Admittedly, the current interface is rather tedious.

```python
data = pd.DataFrame(
data=np.random.random((100, 3)),
columns=["alpha", "beta", "gamma"],
)
separated_data = SeparatedData(
numerical_cols=data.columns.to_list(),
numerical_data=data.to_numpy(),
categorical_cols=[],
categorical_data=np.zeros((100, 0), dtype="O"),
)
ror = Wilkinson("alpha + beta + alpha:gamma")
names, mm = ror.eval(separated_data)
assert names == ["Intercept", "alpha", "beta", "alpha:gamma"]
assert mm.shape == (100, 4)
```

## Getting Started with Columns Arithmetics

You can calculate with columns of a Pandas dataframes.
```python
import numpy as np
import pandas as pd
from rormula import Arithmetic

df = pd.DataFrame(
data=np.random.random((100, 3)), columns=["alpha", "beta", "gamma"]
)
s = "beta*alpha - 1 + 2^beta + alpha / gamma"
rormula = Arithmetic(s, "s")
df_ror = rormula.eval_asdf(df.copy())
pd_s = f's={s.replace("^", "**")}'
assert df_ror.shape == (100, 4)
assert np.allclose(df_ror, df.eval(pd_s))
```
To evaluate a string as data frame there is
`Arithmetic.eval_asdf` which puts the result into your input dataframe.
`Arithmetic.eval` returns the column as 2d-Numpy array with 1 column. In contrast to
`pd.DataFrame.eval` the method `Arithmetic.eval` does not execute any Python code but understands
a list of predefined operators. Besides the usual suspects such as `+`, `-`, and `^` the operators contain
a conditioned restriction. You can use a comparison operator like `==` which compares float values with
a tolerance. The result of `==` is internally a list of indices that can be used to reduce the columns with `|`, see
the following example.
```python
data = np.ones((100, 3))
data[5, :] = 2.5
data[7, :] = 2.5
df = pd.DataFrame(data=data, columns=["alpha", "beta", "gamma"])
s = "beta|alpha==2.5"
rormula = Arithmetic(s, s)
res = rormula.eval_asdf(df)
assert res.shape == (2, 1)
assert np.allclose(res, 2.5)
print(res)
```
The output is
```
reduced
0 2.5
1 2.5
```
Since the resulting dataframe has less rows than the input dataframe, the result is a new dataframe with a single column.

## Contribute

To run the tests, you need to have [Rust](https://www.rust-lang.org/tools/install) installed.

### Python Tests

1. Go to the directory of the Python package
```
cd rormula
```
2. Install dev dependencies via
```
pip install -r requirements-dev.txt
```
3. Create a development build of Rormula
```
maturin develop --release
```
4. Run
```
python test/test.py
```

### Rust Tests
Run
```
cargo test
```
from the project's root.

## Rough Time Measurements
We compare the Rormula to the well-established and way more mature package [Formulaic](https://github.com/matthewwardrop/formulaic).
The [tests](rormula/test/test_wilkinson.py) create a formula in Wilkinson notation and sample 100 random data points. The output on my machine is
```
- test just numerical 100 rows
Rormula took 0.0009s
Rormula asdf took 0.0213s
Formulaic took 0.1193s
- test numerical and categorical 100 rows
Rormula took 0.0032s
Rormula asdf took 0.0149s
Formulaic took 0.1705s
- test just numerical 100000 rows
Rormula took 0.2240s
Rormula asdf took 0.2895s
Formulaic took 0.2300s
```
For the first and forth lines that start with `Rormula took`, we have separated categorical and numerical data beforehand.
For the result in the second and fifth lines that start with `Rormula asdf took`, we pass and receive pandas dataframes.
The time is measured for 100 applications of the formula. We used a small data set with 100 rows. For more rows, e.g., 10k+, formulaic becomes competitive and better.

## Profiling
We use [Counts](https://github.com/nnethercote/counts/) for profiling Rust code.

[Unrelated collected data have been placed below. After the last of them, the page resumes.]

PR #693, opened 2025-04-24
Correct behavior of ia_copy to avoid dropping path prefixes, fix ia_move

jjjake:
src file assertion splits once (removes item prefix) but actual copy operation splits without limit, so all path prefixes including subdirs are removed

this brings the behavior of the return value in line with the assertion and fixes the ia_move behavior where moved files in subdirs are never deleted


jjjake (commented):
Looks good to me. In the future we can consolidate the file path parsing from args.source.

PR #716, opened 2025-09-16
More complete percent encoding of download path (Windows) + add a traversal guard

### LINKED ISSUE #595: Files with colons in the name do not save to disk after downloading
While trying to download this collection for The Computer Chronicles, I found that a number of files were not saving to the disk. I tried redownloading and observed in the console that it was indeed downloading normally but once complete the resulting file was 0 bytes length and had no extension. 

I went to manually download these files in my browser and noticed a common trend among the affected files is that they had a colon in the name. This probably is a Windows specific issue as that character isn't allowed in file names and my browser when saving the file replaced it with an underscore. 

Collection: https://archive.org/details/Computer_Chronicles

OS: Windows Server 2019 Datacenter
Python: 3.7.16

pengowray:
This patch does more complete percent encoding on Windows platforms, so files can still be downloaded which previously resulted in an error, or in some cases froze the console. There's also an explicit directory traversal guard added for all platforms (which should hopefully not be triggerable)

```sh
## Example of previous output (5.5.1 or 5.6.0.dev1):

> ia download test-upload-aux.txt
test-upload-aux.txt:
 downloading AUX.TXT: 27.0iB [00:00, 24.2kiB/s]
## (at this point ia freezes, and the user can't even ctrl-c)
```

## Demo

```sh
## Example output with this patch

> ia download test-upload-bad
test-upload-bad:
windows path sanitized: test-upload-bad\AUX -> test-upload-bad\AU%58
 downloading AUX: 100%|█████████████████████████████████████████| 10.0/10.0 [00:00<00:00, 8.25kiB/s]
windows path sanitized: test-upload-bad\aaa : \ | ? * > < .txt -> test-upload-bad\aaa %3A %5C %7C %3F %2A %3E %3C .txt
 downloading aaa : \ | ? * > < .txt: 100%|██████████████████████| 6.00/6.00 [00:00<00:00, 6.72kiB/s]
...

> ls .\test-upload-bad\    
...
Mode                 LastWriteTime         Length Name
----                 -------------         ------ ----
-a---          2025-09-06    10:46              6 aaa %3A %5C %7C %3F %2A %3E %3C .txt
-a---          2025-09-06    10:46             10 AU%58
...
```

# More info

I've also added a general directory traversal check to guard against such things happening in future, though hopefully there's no way to trigger it now.

For legacy reasons, files on Windows can't named certain things: `CON`, `PRN`, `AUX`, `NUL`, `LPT[1-9]`, `COM[1-9]`. This also goes for folders and includes files with extensions, e.g. in Windows 10:

```cmd
> mkdir LPT1.TXT
The directory name is invalid.
```

This patch stops these filenames freezing ia in two ways:
1. percent encodes a letter of Windows device names: AUX -> AU%58; CON -> CO%4E; COM1.txt -> COM%31.txt
2. an explicit directory traversal check, which gives an error for that file if it fails. This should error should never be reached but it's there in case. But for example, before the above percent encoding was implemented it would catch these files instead of freezing:

```sh
## Examples of directory traversal guard getting triggered in test build without percent-encoding

> ia download test-upload-aux.txt
test-upload-aux.txt:
 error: Unsafe file path resolved outside destination directory: test-upload-aux.txt\AUX.TXT
 downloading test-upload-aux.txt_archive.torrent: 100%|██████████████████████████████████████████████| 1.66k/1.66k [00:00<00:00, 2.29MiB/s]
 downloading test-upload-aux.txt_files.xml: 1.45kiB [00:00, 1.09MiB/s]
 downloading test-upload-aux.txt_meta.sqlite: 100%|██████████████████████████████████████████████████| 20.0k/20.0k [00:00<00:00, 13.9MiB/s]
 downloading test-upload-aux.txt_meta.xml: 530iB [00:00, 603kiB/s]
  
> ia download AUX.TXT        
AUX.TXT:
 error: Unsafe file path resolved outside destination directory: AUX.TXT\AUX.TXT_archive.torrent
 error: Unsafe file path resolved outside destination directory: AUX.TXT\AUX.TXT_files.xml
 error: Unsafe file path resolved outside destination directory: AUX.TXT\AUX.TXT_meta.sqlite
 error: Unsafe file path resolved outside destination directory: AUX.TXT\AUX.TXT_meta.xml
 error downloading file AUX.TXT\device-name-collisions-test.txt, exception raised: [WinError 267] The directory name is invalid: 'AUX.TXT'

## In the previous version, both of the above would cause ia to freeze.
```

As the above example shows, this sanitation is needed on identifiers too, e.g. to allow downloading of [archive.org/details/AUX.TXT](https://archive.org/details/AUX.TXT).

Files ending in dots and/or spaces are also url encoded rather than failing.

The other thing this patch has added is percent-encoding of backslashes (`\`) in filenames. On the Internet Archive they are always part of a filename and never a path separator, so when downloaded they are percent-encoded too rather than creating paths.

## Security fixes?

- Untrusted filenames matching Windows reserved devices (COM1, LPT1, etc): Low. 
- Backslash to directory separator: Low.

In the version previous to this patch, there might be some way for a malicious uploader to exploit the behavior of COM1, LPT1, etc, but it seems unlikely. The victim would have to download the malicious item while they have an exploitable device connected to one of these typically unused ports. Perhaps the attacker could print something on an attached printer, but I have not investigated closely enough to see if this is a real threat.

Backslashes in filenames of downloaded files were still treated as a directory separators, but other safeguards were put it place to prevent directory traversal in 5.5.1.

## Alternatives:

- I believe there is an API or some way on Windows which _does_ allow the creation of these reserved names (e.g. `mkdir AUX` fails but `touch AUX` succeeds). I haven't investigated how to do this in Python or in general. When such files are created, they can be a pain. e.g. It looks like you can't delete a file named `AUX` in Explorer without admin permissions. So I've gone with percent-encoding of a letter in the filename, which seems more robust than getting around the limitation another way.

## Things not done:

- I don't think the percent _decoding_ is done when uploading
- I have tested the new app version but I have not tested the actual python tests (I got a bit lost trying to work out how to run them correctly)
- I haven't done extensive testing of the >240 character length warning
- Have not done tests with various different parameters like --no-directories, --destdir, etc

## Summary:

- Allows downloading of any filename by doing more complete percent encoding (Windows)
- Adds a directory traversal guard when downloading (all platforms)
- Adds a warning when downloading files with a path > 240 characters (Windows) 

Also this resolves #595

### DIFF
--- a/internetarchive/exceptions.py
+++ b/internetarchive/exceptions.py
@@ -54,3 +54,8 @@ class AccountAPIError(Exception):
     def __init__(self, message: str, error_data: Optional[Dict] = None):
         super().__init__(message)
         self.error_data = error_data
+
+
+class DirectoryTraversalError(Exception):
+    """Raised when a computed local file path escapes the intended destination directory."""
+    pass
--- a/internetarchive/files.py
+++ b/internetarchive/files.py
@@ -233,27 +233,24 @@ class File(BaseFile):
         self.item.session.mount_http_adapter(max_retries=retries)
         file_path = file_path or self.name
 
+        if os.name == 'nt' and not return_responses:
+            file_path, _ = utils.sanitize_windows_relpath(
+                file_path,
+                verbose=bool(verbose),
+                printer=lambda m: print(m, file=sys.stderr),
+            )
+
         if destdir:
             if return_responses is not True:
                 try:
-                    os.mkdir(destdir)
-                except FileExistsError:
+                    os.makedirs(destdir, exist_ok=True)
+                except OSError:
                     pass
             if os.path.isfile(destdir):
                 raise OSError(f'{destdir} is not a directory!')
             file_path = os.path.join(destdir, file_path)
 
-        # Windows-only local filename sanitization for invalid / reserved names.
-        # Keep original remote filename (self.name) unchanged for HTTP request.
-        # Only sanitize the final path component, not the whole provided path.
-        if os.name == 'nt' and not return_responses:
-            base_dir, base_name = os.path.split(file_path)
-            sanitized, modified = utils.sanitize_windows_filename(base_name)
-            if modified:
-                if verbose:
-                    print(f' encoding windows filename component: {base_name} -> {sanitized}', file=sys.stderr)
-                log.debug('Sanitized Windows filename component %r -> %r', base_name, sanitized)
-                file_path = os.path.join(base_dir, sanitized)
+    # Windows sanitization handled earlier; legacy comment removed.
 
         # Directory traversal guard (all platforms). Ensure target path is inside destdir (or cwd if none provided).
         # Determine intended base directory.
--- a/internetarchive/files.py
+++ b/internetarchive/files.py
@@ -243,7 +243,37 @@ class File(BaseFile):
                 raise OSError(f'{destdir} is not a directory!')
             file_path = os.path.join(destdir, file_path)
 
+        # Windows-only local filename sanitization for invalid / reserved names.
+        # Keep original remote filename (self.name) unchanged for HTTP request.
+        # Only sanitize the final path component, not the whole provided path.
+        if os.name == 'nt' and not return_responses:
+            base_dir, base_name = os.path.split(file_path)
+            sanitized, modified = utils.sanitize_windows_filename(base_name)
+            if modified:
+                if verbose:
+                    print(f' encoding windows filename component: {base_name} -> {sanitized}', file=sys.stderr)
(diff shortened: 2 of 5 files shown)


jjjake (approved):
Looks good, thanks so much @pengowray!

jjjake:
I created #719 to cleanup some tests, FYI. I'll give you time to review that if you'd like, but no worries if not. I'll merge it in a few days. Thanks again for the contributions, I appreciate it!

pengowray:
No problems. No need for me to review further changes. I appreciate you handling it

PR #9, opened 2022-03-31
Bump google.golang.org/api

Fedosin:
To include API related to pd-balanced disks, we have to bump "google.golang.org/api" library.

Generated by:
$ go get -u "google.golang.org/api"
$ go mod vendor


alexander-demichev (approved):
/lgtm

PR #11, opened 2022-06-01
Bug 2087039: update dependencies to K8s 1.24, go 1.18

damdo:
- Update the dependencies to K8s 1.24.
- Bump project to go 1.18.


alexander-demichev (approved):
/approve

hack/fetch-ext-bins.sh
```diff
@@ -26,7 +26,7 @@ if [ -n "$TRACE" ]; then
   set -x
 fi
 
-k8s_version=1.22.1
+k8s_version=1.23.5
```
lobziik, line 29: should it be 1.24.something?

lobziik: ok, no kubebuilder for 1.24 yet, ignore this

To run profiling one can use
```
maturin develop --release --features print_timings
python test/test_wilkinson.py 2> counts.txt
counts -i -e counts.txt
```
see [`rormula/profile.sh`](rormula/profile.sh).
To profile other specific parts of the Rust-code use the `timing!`-macro.
```rust
let res = timing!(some_calculation(), "name of some calculation");
```
Note that running in profiling mode makes the whole program slower and the time measurements of the section above will not hold anymore.